Work instruction :: Your answer should be the lines of the listing that contain the word "from".

Records supplied ::
────────────────────

Issue #3082, opened 2018-11-06
Features from i3 4.16


orestisf1993:
Like in https://github.com/swaywm/sway/issues/2336#issuecomment-435686783:

- [x] `strip_workspace_name yes|no` - https://i3wm.org/docs/userguide.html#_strip_workspace_numbers_name
- [x] `title_align left|center|right` - https://i3wm.org/docs/userguide.html#_window_title_alignment
- [x] i3-msg: add support for the SUBSCRIBE message type - https://github.com/i3/i3/pull/3435
- [x] `border toggle` now accepts an optional pixel argument - https://i3wm.org/docs/userguide.html#_changing_border_style
- [x] `resize set` now accepts the `width` and `height` keywords - https://i3wm.org/docs/userguide.html#resizingconfig
- [x] allow multiple assignments of workspaces to output - https://i3wm.org/docs/userguide.html#workspace_screen
- [x]  i3-nagbar: add option for button that runs commands without a terminal - https://github.com/i3/i3/pull/3258
- [x] ipc: introduce the sync IPC command for synchronization with i3bar - https://github.com/i3/i3/pull/3214
  - Note: It has been decided sway will not support this fully and just returns `{'success': false}` on `IPC_SYNC`

orestisf1993:
> Am I correct in thinking that having strip_workspace_numbers and strip_workspace_name enabled is invalid?

i3 will only respect one of them if they are both specified.

ianyfan:
There are some more additions outlined in [the release notes](https://github.com/i3/i3/blob/next/RELEASE-NOTES-4.16), e.g. sync command, so don't close this until they've all been sorted.

SirCmpwn:
>There are some more additions outlined in the release notes, e.g. sync command, so don't close this until they've all been sorted.

Can you enumerate these and update the OP?

PR #3083, opened 2018-11-06
Implement strip_workspace_name.

c-edw:
#3082.
~~For some reason, the `strip_workspace_name` is deemed invalid in the config file. Still trying to find out why.~~

### DIFF
--- a/common/util.c
+++ b/common/util.c
@@ -1,4 +1,4 @@
-#define _XOPEN_SOURCE 700
+#define _POSIX_C_SOURCE 200809L
 #include <assert.h>
 #include <sys/types.h>
 #include <sys/stat.h>
@@ -23,7 +23,8 @@ int numlen(int n) {
 	if (n == 0) {
 		return 1;
 	}
-	return log10(n) + 1;
+	// Account for the '-' in negative numbers.
+	return log10(abs(n)) + (n > 0 ? 1 : 2);
 }
 
 static struct modifier_key {
--- a/sway/commands/bar/strip_workspace_name.c
+++ b/sway/commands/bar/strip_workspace_name.c
@@ -1,0 +1,32 @@
+#include <string.h>
+#include <strings.h>
+#include "sway/commands.h"
+#include "log.h"
+#include "util.h"
+
+struct cmd_results *bar_cmd_strip_workspace_name(int argc, char **argv) {
+	struct cmd_results *error = NULL;
+	if ((error = checkarg(argc,
+				"strip_workspace_name", EXPECTED_EQUAL_TO, 1))) {
+		return error;
+	}
+	if (!config->current_bar) {
+		return cmd_results_new(CMD_FAILURE,
+				"strip_workspace_name", "No bar defined.");
+	}
+
+	config->current_bar->strip_workspace_name =
+		parse_boolean(argv[0], config->current_bar->strip_workspace_name);
+
+	if (config->current_bar->strip_workspace_name) {
+		config->current_bar->strip_workspace_numbers = false;
+
+		wlr_log(WLR_DEBUG, "Stripping workspace name on bar: %s",
+				config->current_bar->id);
+	} else {
+		wlr_log(WLR_DEBUG, "Enabling workspace name on bar: %s",
+				config->current_bar->id);
+	}
+
+	return cmd_results_new(CMD_SUCCESS, NULL, NULL);
+}
--- a/sway/commands/bar/strip_workspace_numbers.c
+++ b/sway/commands/bar/strip_workspace_numbers.c
@@ -2,6 +2,7 @@
 #include <strings.h>
 #include "sway/commands.h"
 #include "log.h"
+#include "util.h"
 
 struct cmd_results *bar_cmd_strip_workspace_numbers(int argc, char **argv) {
 	struct cmd_results *error = NULL;
@@ -13,17 +14,19 @@ struct cmd_results *bar_cmd_strip_workspace_numbers(int argc, char **argv) {
 		return cmd_results_new(CMD_FAILURE,
 				"strip_workspace_numbers", "No bar defined.");
 	}
-	if (strcasecmp("yes", argv[0]) == 0) {
-		config->current_bar->strip_workspace_numbers = true;
+	
+	config->current_bar->strip_workspace_numbers =
+		parse_boolean(argv[0], config->current_bar->strip_workspace_numbers);
+
+	if (config->current_bar->strip_workspace_numbers) {
+		config->current_bar->strip_workspace_name = false;
+
 		wlr_log(WLR_DEBUG, "Stripping workspace numbers on bar: %s",
 				config->current_bar->id);
-	} else if (strcasecmp("no", argv[0]) == 0) {
-		config->current_bar->strip_workspace_numbers = false;
+	} else {
 		wlr_log(WLR_DEBUG, "Enabling workspace numbers on bar: %s",
 				config->current_bar->id);
-	} else {
-		return cmd_results_new(CMD_INVALID,
-				"strip_workspace_numbers", "Invalid value %s", argv[0]);
 	}
+
 	return cmd_results_new(CMD_SUCCESS, NULL, NULL);
 }
--- a/sway/sway-bar.5.scd
+++ b/sway/sway-bar.5.scd
@@ -50,6 +50,10 @@ Sway allows configuring swaybar in the sway configuration file.
 *workspace\_buttons* yes|no
 	Enables or disables workspace buttons on the bar. Default is _yes_.
 
+*strip\_workspace\_name* yes|no
+	If set to _yes_, then workspace names will be omitted from the workspace
+	button and only the custom number will be shown. Default is _no_.
+
 *strip\_workspace\_numbers* yes|no
 	If set to _yes_, then workspace numbers will be omitted from the workspace
 	button and only the custom name will be shown. Default is _no_.
--- a/swaybar/ipc.c
+++ b/swaybar/ipc.c
@@ -153,9 +153,10 @@ static bool ipc_parse_config(
 		return false;
 	}
 	json_object *markup, *mode, *hidden_state, *position, *status_command;
-	json_object *font, *bar_height, *wrap_scroll, *workspace_buttons, *strip_workspace_numbers;
-	json_object *binding_mode_indicator, *verbose, *colors, *sep_symbol, *outputs;
-	json_object *bindings;
+	json_object *font, *bar_height, *wrap_scroll, *workspace_buttons;
+	json_object *strip_workspace_numbers, *strip_workspace_name;
+	json_object *binding_mode_indicator, *verbose, *colors, *sep_symbol;
+	json_object *outputs, *bindings;
 	json_object_object_get_ex(bar_config, "mode", &mode);
 	json_object_object_get_ex(bar_config, "hidden_state", &hidden_state);
 	json_object_object_get_ex(bar_config, "position", &position);
@@ -165,6 +166,7 @@ static bool ipc_parse_config(
 	json_object_object_get_ex(bar_config, "wrap_scroll", &wrap_scroll);
 	json_object_object_get_ex(bar_config, "workspace_buttons", &workspace_buttons);
 	json_object_object_get_ex(bar_config, "strip_workspace_numbers", &strip_workspace_numbers);
+	json_object_object_get_ex(bar_config, "strip_workspace_name", &strip_workspace_name);
 	json_object_object_get_ex(bar_config, "binding_mode_indicator", &binding_mode_indicator);
 	json_object_object_get_ex(bar_config, "verbose", &verbose);
 	json_object_object_get_ex(bar_config, "separator_symbol", &sep_symbol);
@@ -189,6 +191,9 @@ static bool ipc_parse_config(
 	}
 	if (strip_workspace_numbers) {
 		config->strip_workspace_numbers = json_object_get_boolean(strip_workspace_numbers);
+	}
+	if (strip_workspace_name) {
+		config->strip_workspace_name = json_object_get_boolean(strip_workspace_name);
 	}
 	if (binding_mode_indicator) {
 		config->binding_mode_indicator = json_object_get_boolean(binding_mode_indicator);
@@ -298,6 +303,24 @@ bool ipc_get_workspaces(struct swaybar *bar) {
 					calloc(1, sizeof(struct swaybar_workspace));
 				ws->num = json_object_get_int(num);
 				ws->name = strdup(json_object_get_string(name));
+				ws->label = strdup(ws->name);
+				// ws->num will be -1 if workspace name doesn't begin with int.
+				if (ws->num != -1) {
+					size_t len_offset = numlen(ws->num);
+					if (bar->config->strip_workspace_name) {
+						free(ws->label);
+						ws->label = malloc(len_offset + 1 * sizeof(char));
+						ws->label[len_offset] = '\0';
+						strncpy(ws->label, ws->name, len_offset);
+					} else if (bar->config->strip_workspace_numbers) {
+						len_offset += ws->label[len_offset] == ':';
+						if (strlen(ws->name) > len_offset) {
+							free(ws->label);
+							// Strip number prefix [1-?:] using len_offset.
+							ws->label = strdup(ws->name + len_offset);
+						}
+					}
+				}
 				ws->visible = json_object_get_boolean(visible);
 				ws->focused = json_object_get_boolean(focused);
 				if (ws->focused) {
--- a/swaybar/render.c
+++ b/swaybar/render.c
@@ -342,19 +342,6 @@ static uint32_t render_binding_mode_indicator(cairo_t *cairo,
 	return output->height;
 }
 
-static const char *strip_workspace_number(const char *ws_name) {
-	size_t len = strlen(ws_name);
-	for (size_t i = 0; i < len; ++i) {
-		if (ws_name[i] < '0' || ws_name[i] > '9') {
-			if (':' == ws_name[i] && i < len - 1 && i > 0) {
-				return ws_name + i + 1;
-			}
-			return ws_name;
-		}
-	}
-	return ws_name;
-}
-
 static enum hotspot_event_handling workspace_hotspot_callback(struct swaybar_output *output,
 			int x, int y, enum x11_button button, void *data) {
 	if (button != LEFT) {
@@ -368,11 +355,6 @@ static uint32_t render_workspace_button(cairo_t *cairo,
 		struct swaybar_output *output,
 		struct swaybar_workspace *ws, double *x) {
 	struct swaybar_config *config = output->bar->config;
-	const char *name = ws->name;
-	if (config->strip_workspace_numbers) {
-		name = strip_workspace_number(ws->name);
-	}
-
 	struct box_colors box_colors;
 	if (ws->urgent) {
 		box_colors = config->colors.urgent_workspace;
@@ -388,7 +370,7 @@ static uint32_t render_workspace_button(cairo_t *cairo,
 
 	int text_width, text_height;
 	get_text_size(cairo, config->font, &text_width, &text_height, NULL,
-			output->scale, config->pango_markup, "%s", name);
+			output->scale, config->pango_markup, "%s", ws->label);
 
 	int ws_vertical_padding = WS_VERTICAL_PADDING * output->scale;
 	int ws_horizontal_padding = WS_HORIZONTAL_PADDING * output->scale;
@@ -421,7 +403,7 @@ static uint32_t render_workspace_button(cairo_t *cairo,
 	cairo_set_source_u32(cairo, box_colors.text);
 	cairo_move_to(cairo, *x + width / 2 - text_width / 2, (int)floor(text_y));
 	pango_printf(cairo, config->font, output->scale, config->pango_markup,
-			"%s", name);
+			"%s", ws->label);
 
 	struct swaybar_hotspot *hotspot = calloc(1, sizeof(struct swaybar_hotspot));
 	hotspot->x = *x;
--- a/include/sway/commands.h
+++ b/include/sway/commands.h
@@ -198,6 +198,7 @@ sway_cmd bar_cmd_separator_symbol;
 sway_cmd bar_cmd_status_command;
 sway_cmd bar_cmd_pango_markup;
 sway_cmd bar_cmd_strip_workspace_numbers;
+sway_cmd bar_cmd_strip_workspace_name;
 sway_cmd bar_cmd_swaybar_command;
 sway_cmd bar_cmd_tray_output;
 sway_cmd bar_cmd_tray_padding;
--- a/include/sway/config.h
+++ b/include/sway/config.h
@@ -213,6 +213,7 @@ struct bar_config {
 	bool wrap_scroll;
 	char *separator_symbol;
 	bool strip_workspace_numbers;
+	bool strip_workspace_name;
 	bool binding_mode_indicator;
 	bool verbose;
 	pid_t pid;
--- a/include/swaybar/bar.h
+++ b/include/swaybar/bar.h
@@ -68,6 +68,7 @@ struct swaybar_workspace {
 	struct wl_list link; // swaybar_output::workspaces
 	int num;
 	char *name;
+	char *label;
 	bool focused;
 	bool visible;
 	bool urgent;
--- a/include/swaybar/config.h
+++ b/include/swaybar/config.h
@@ -34,6 +34,7 @@ struct swaybar_config {
 	char *hidden_state;
 	char *modifier;
 	bool strip_workspace_numbers;
+	bool strip_workspace_name;
 	bool binding_mode_indicator;
 	bool wrap_scroll;
 	bool workspace_buttons;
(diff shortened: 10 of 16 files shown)


sway/commands/bar/strip_workspace_name.c
```diff
@@ -0,0 +1,29 @@
...
+	struct cmd_results *error = NULL;
+	if ((error = checkarg(argc,
+				"strip_workspace_name", EXPECTED_EQUAL_TO, 1))) {
+		return error;
+	}
+	if (!config->current_bar) {
+		return cmd_results_new(CMD_FAILURE,
+				"strip_workspace_name", "No bar defined.");
+	}
+	if (strcasecmp("yes", argv[0]) == 0) {
```
c-edw: Copied this part from `strip_workspace_number.c`. Might be better to use `parse_boolean` here.

SirCmpwn: +1, suggest using it in both places

c-edw:
I'm almost certain that I have put a `strip_workspace_name` everywhere necessary, but it's still invalid when the config loads.

```
2018-11-06 20:18:29 - [sway/config.c:655] Read line 212:     strip_workspace_numbers yes
2018-11-06 20:18:29 - [sway/commands.c:374] handling config command 'bar strip_workspace_numbers yes'
2018-11-06 20:18:29 - [sway/commands.c:156] find_handler(strip_workspace_numbers)
2018-11-06 20:18:29 - [sway/commands.c:409] Subcommand: strip_workspace_numbers yes
2018-11-06 20:18:29 - [sway/commands.c:156] find_handler(strip_workspace_numbers)
2018-11-06 20:18:29 - [sway/commands/bar/strip_workspace_numbers.c:23] Stripping workspace numbers on bar: bar-0
2018-11-06 20:18:29 - [sway/config.c:655] Read line 213:     strip_workspace_name yes
2018-11-06 20:18:29 - [sway/commands.c:374] handling config command 'bar strip_workspace_name yes'
2018-11-06 20:18:29 - [sway/commands.c:156] find_handler(strip_workspace_name)
2018-11-06 20:18:29 - [sway/commands.c:409] Subcommand: strip_workspace_name yes
2018-11-06 20:18:29 - [sway/commands.c:156] find_handler(strip_workspace_name)
2018-11-06 20:18:29 - [sway/config.c:708] Error on line 213 'strip_workspace_name yes': Unknown/invalid command (/home/cedwards/.config/sway/config)
```

It fails to find the handler, even though I've defined it:
```
...
{ "strip_workspace_numbers", bar_cmd_strip_workspace_numbers },
{ "strip_workspace_name", bar_cmd_strip_workspace_name },
...
```

I've also tried an `rm -rf build` since I had to add a file to `meson.build`. No luck.

RedSoxFan:
> ...
> { "strip_workspace_numbers", bar_cmd_strip_workspace_numbers },
> { "strip_workspace_name", bar_cmd_strip_workspace_name },
> ...

The handlers need to be in alphabetical order. Just reverse the two lines and it should work.

c-edw:
Can't believe I missed that, thanks a lot.

swaybar/render.c
```diff
@@ -355,17 +355,8 @@ static const char *strip_workspace_number(const char *ws_name) {
...
-		if (ws_name[i] < '0' || ws_name[i] > '9') {
-			if (':' == ws_name[i] && i < len - 1 && i > 0) {
-				return &ws_name[0];
-			}
-			return ws_name;
-		}
-	}
-	return ws_name;
+static const char *strip_workspace_name(char *ws_name) {
+	return strtok(ws_name, ":");
```
c-edw: This is likely a poor way of doing it, but I am not familiar enough with C to know a better way...

sway/commands/bar/strip_workspace_name.c
```diff
@@ -0,0 +1,30 @@
...
+				"strip_workspace_name", EXPECTED_EQUAL_TO, 1))) {
+		return error;
+	}
+	if (!config->current_bar) {
+		return cmd_results_new(CMD_FAILURE,
+				"strip_workspace_name", "No bar defined.");
+	}
+
+	config->current_bar->strip_workspace_name = 
+		parse_boolean(argv[0], config->current_bar->strip_workspace_numbers);
```
RyanDwyer: s/numbers/name

sway/commands/bar/strip_workspace_name.c
```diff
@@ -0,0 +1,30 @@
...
+
+	if (config->current_bar->strip_workspace_name) {
+		wlr_log(WLR_DEBUG, "Stripping workspace name on bar: %s",
```
RyanDwyer: Should you force `strip_workspace_numbers` to `false` here?

sway/commands/bar/strip_workspace_numbers.c
```diff
@@ -13,17 +14,17 @@ struct cmd_results *bar_cmd_strip_workspace_numbers(int argc, char **argv) {
...
+	
+	config->current_bar->strip_workspace_numbers = 
+		parse_boolean(argv[0], config->current_bar->strip_workspace_numbers);
+
+	if (config->current_bar->strip_workspace_numbers) {
 		wlr_log(WLR_DEBUG, "Stripping workspace numbers on bar: %s",
 				config->current_bar->id);
-	} else if (strcasecmp("no", argv[0]) == 0) {
-		config->current_bar->strip_workspace_numbers = false;
+	} else {
```
RyanDwyer: Set `strip_workspace_name` to `false` here.

swaybar/ipc.c
```diff
@@ -153,7 +153,7 @@ static bool ipc_parse_config(
 		return false;
 	}
 	json_object *markup, *mode, *hidden_state, *position, *status_command;
-	json_object *font, *bar_height, *wrap_scroll, *workspace_buttons, *strip_workspace_numbers;
+	json_object *font, *bar_height, *wrap_scroll, *workspace_buttons, *strip_workspace_numbers, *strip_workspace_name;
```
RyanDwyer: This whole function appears to ignore the 80 character line limit, but that doesn't mean you should do the same. I'm not fussed as to whether you wrap the other lines or not.

swaybar/render.c
RyanDwyer: `strtok` allocates a new string, unlike `strip_workspace_number` which returns a pointer within the same string. As it stands there's a memory leak here.

I note this is being allocated while rendering, so I think a different approach needs to be taken. We could add a new property to the `swaybar_workspace` struct for the renderable name (ie. stripped), then update it when we receive workspace events. Then render using that property.

swaybar/render.c
```diff
@@ -371,6 +375,8 @@ static uint32_t render_workspace_button(cairo_t *cairo,
 	const char *name = ws->name;
 	if (config->strip_workspace_numbers) {
 		name = strip_workspace_number(ws->name);
+	} else if(config->strip_workspace_name) {
```
RyanDwyer: Style: Space between `if` and `(`.

swaybar/render.c
c-edw: Should I add a `ws_number` and `ws_name` field to `swaybar_workspace` then? I assume they'd both need to be `char *`.

swaybar/ipc.c
```diff
@@ -298,6 +304,19 @@ bool ipc_get_workspaces(struct swaybar *bar) {
 					calloc(1, sizeof(struct swaybar_workspace));
 				ws->num = json_object_get_int(num);
 				ws->name = strdup(json_object_get_string(name));
+				char *ws_dup = strdup(ws->name);
+				char *stripped_name = strtok(ws_dup, ":");
```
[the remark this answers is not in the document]
c-edw: There's definitely a few holes here, like the one you mentioned, and if you renamed a workspace to something like `1:a:b`, the `stripped_name` will just be `a` and not `a:b`. I could try to fix this, but I wouldn't know how to do the validity check. I'd probably need to cast `ws->num` to a char and compare it to the first character of `ws->name` right?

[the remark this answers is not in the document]
ianyfan: I don't think it needs to be that complicated. Just check if `ws->num == -1` to see if the string begins with a valid number.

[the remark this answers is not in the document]
ianyfan: Another solution I thought of is to not have `stripped_name` and instead convert `ws->num` to a string. Could also have `stripped_number` just be either an index or pointer of where the name begins in `ws->name` and it'll still work as a valid string, though I'm not sure if it is more or less hassle than duplicating the string and freeing it each time.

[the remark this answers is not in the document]
c-edw: I believe that `ws->num` is independent from `ws->name`. The `ws->num` workspace number is assigned automatically and cannot be changed, but the `stripped_number` is the 'frontend' number which can be changed.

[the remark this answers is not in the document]
ianyfan: I don't think so: https://github.com/swaywm/sway/blob/7fa7f4f48d17e0470c800b258061d188ceb705da/sway/ipc-json.c#L191

c-edw:
This commit fixes all the edge cases I'm aware of. I noticed some unrelated behaviour with custom workspace names - if you rename a workspace so that the `num` becomes 2 (`swaymsg rename workspace "1" to "2"`), using `$mod+2` won't switch to that workspace. Is this intended?

swaybar/ipc.c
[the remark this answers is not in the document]
c-edw: Thank you for your help resolving these issues :+1:

swaybar/ipc.c
```diff
@@ -298,6 +304,19 @@ bool ipc_get_workspaces(struct swaybar *bar) {
...
+				// ws->num will be 0 if workspace name doesn't begin with int.
+				if (stripped_name != NULL && 
+						strlen(ws->name) > 2 && ws->num != 0) {
```
ianyfan: Not 0, -1.
Also, using a length of 2 misses cases when num > 9.
I think you should do `strlen(ws->name) > strlen(stripped_name) + 1`. (or set some variable to `strlen(stripped_name) + 1` and use that as the offset later too)

c-edw: According to documentation, `atoi` returns 0 if invalid. Existing code already assumes that `num` is 0-9.

c-edw:
@RyanDwyer I think this commit should do it the way you suggested.

swaybar/ipc.c
ianyfan: https://github.com/swaywm/sway/blob/7fa7f4f48d17e0470c800b258061d188ceb705da/sway/ipc-json.c#L191 gives -1 for num if there isn't a number.

c-edw: Yeah you're right, thanks.

swaybar/ipc.c
```diff
@@ -298,6 +304,21 @@ bool ipc_get_workspaces(struct swaybar *bar) {
...
+				char *ws_dup = strdup(ws->name);
+				char *stripped_name = strtok(ws_dup, ":");
+				size_t num_len = strlen(stripped_name) + 1;
+				// ws->num will be 0 if workspace name doesn't begin with int.
+				if (stripped_name != NULL && 
+						strlen(ws->name) > num_len && ws->num != -1) {
+					if(bar->config->strip_workspace_name) {
+						ws->label = strdup(stripped_name);
+					} else if(bar->config->strip_workspace_numbers) {
+						// Strip [n:] using offset 2.
```
ianyfan: This comment needs to be changed.

swaybar/ipc.c
```diff
@@ -298,6 +304,21 @@ bool ipc_get_workspaces(struct swaybar *bar) {
...
 				ws->name = strdup(json_object_get_string(name));
+				ws->label = strdup(ws->name);
+				char *ws_dup = strdup(ws->name);
+				char *stripped_name = strtok(ws_dup, ":");
+				size_t num_len = strlen(stripped_name) + 1;
+				// ws->num will be 0 if workspace name doesn't begin with int.
+				if (stripped_name != NULL && 
+						strlen(ws->name) > num_len && ws->num != -1) {
+					if(bar->config->strip_workspace_name) {
+						ws->label = strdup(stripped_name);
```
RedSoxFan: You need to free `ws->label` before assigning a new value here to avoid a memory leak.

swaybar/ipc.c
```diff
@@ -298,6 +304,21 @@ bool ipc_get_workspaces(struct swaybar *bar) {
...
+					} else if(bar->config->strip_workspace_numbers) {
+						// Strip number prefix [1-?:] using offset num_len.
+						ws->label = strdup(ws->name + num_len);
```
RedSoxFan: `ws->label` also needs to be free'd here

swaybar/ipc.c
c-edw: Ah, so I need to free the pointer before reassign otherwise it will be dangling, correct?

RedSoxFan: Correct. `ws->label` held the only reference to the value.

c-edw: Got it, thanks.

swaybar/ipc.c
```diff
@@ -298,6 +304,23 @@ bool ipc_get_workspaces(struct swaybar *bar) {
 					calloc(1, sizeof(struct swaybar_workspace));
 				ws->num = json_object_get_int(num);
 				ws->name = strdup(json_object_get_string(name));
+				ws->label = strdup(ws->name);
+				char *ws_dup = strdup(ws->name);
+				char *stripped_name = strtok(ws_dup, ":");
```
ianyfan: I just did some testing and it seems like i3 strips names even if the colon is not present: i.e. "1a" will be stripped into 1 and a. So this logic will have to be changed if we want to match their behaviour.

────────────────────

Completed task ::
Features from i3 4.16
+	If set to _yes_, then workspace names will be omitted from the workspace
 	If set to _yes_, then workspace numbers will be omitted from the workspace
c-edw: Copied this part from `strip_workspace_number.c`. Might be better to use `parse_boolean` here.
c-edw: I believe that `ws->num` is independent from `ws->name`. The `ws->num` workspace number is assigned automatically and cannot be changed, but the `stripped_number` is the 'frontend' number which can be changed.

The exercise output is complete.